*What this task involves*:
Write out every record again, exactly.

(Stored items)
-------

PR #720, opened 2021-07-11
Domain, Jira, Major refactor: Adds the new domain classes and mapping from Jira

urielsalis:
## Purpose
Adds the new domain classes and mapping from Jira so we can move to a model where we apply imperative shell functional core
#### Checklist
- [ ] Included tests
- [ ] Tested in MCTEST-xxx


src/main/kotlin/io/github/mojira/arisa/newdomain/Attachment.kt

-------

*Reply to the task*:
PR #720, opened 2021-07-11
Domain, Jira, Major refactor: Adds the new domain classes and mapping from Jira

urielsalis:
## Purpose
Adds the new domain classes and mapping from Jira so we can move to a model where we apply imperative shell functional core
#### Checklist
- [ ] Included tests
- [ ] Tested in MCTEST-xxx


src/main/kotlin/io/github/mojira/arisa/newdomain/Attachment.kt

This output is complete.